Directions for this task:
In the records below, locate the line containing "--- a/cmd/dagger/module.go"; output that line and every following line through the last, exactly.

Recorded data

PR #7981, opened 2024-07-18
Change default module source directory from ./dagger to .

### LINKED ISSUE #6963: SDKs should generate files in current working directory by default, not ./dagger

shykes:
Fixes #6963

When installing an SDK in a module, either with `dagger init --sdk` or first call to `dagger develop --sdk`, the default source directory will be `.` instead of `dagger/`.

Note that the `source` field in `dagger.json` is *not* created by default. If we want `"source': "."` to be explicitly added, I need help modifying this PR to achieve that behavior. cc @sipsma as you know that explicit behavior is usually your preference.

### DIFF
--- a/cmd/dagger/module.go
+++ b/cmd/dagger/module.go
@@ -54,7 +54,7 @@ var (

Task result:
--- a/cmd/dagger/module.go
+++ b/cmd/dagger/module.go
@@ -54,7 +54,7 @@ var (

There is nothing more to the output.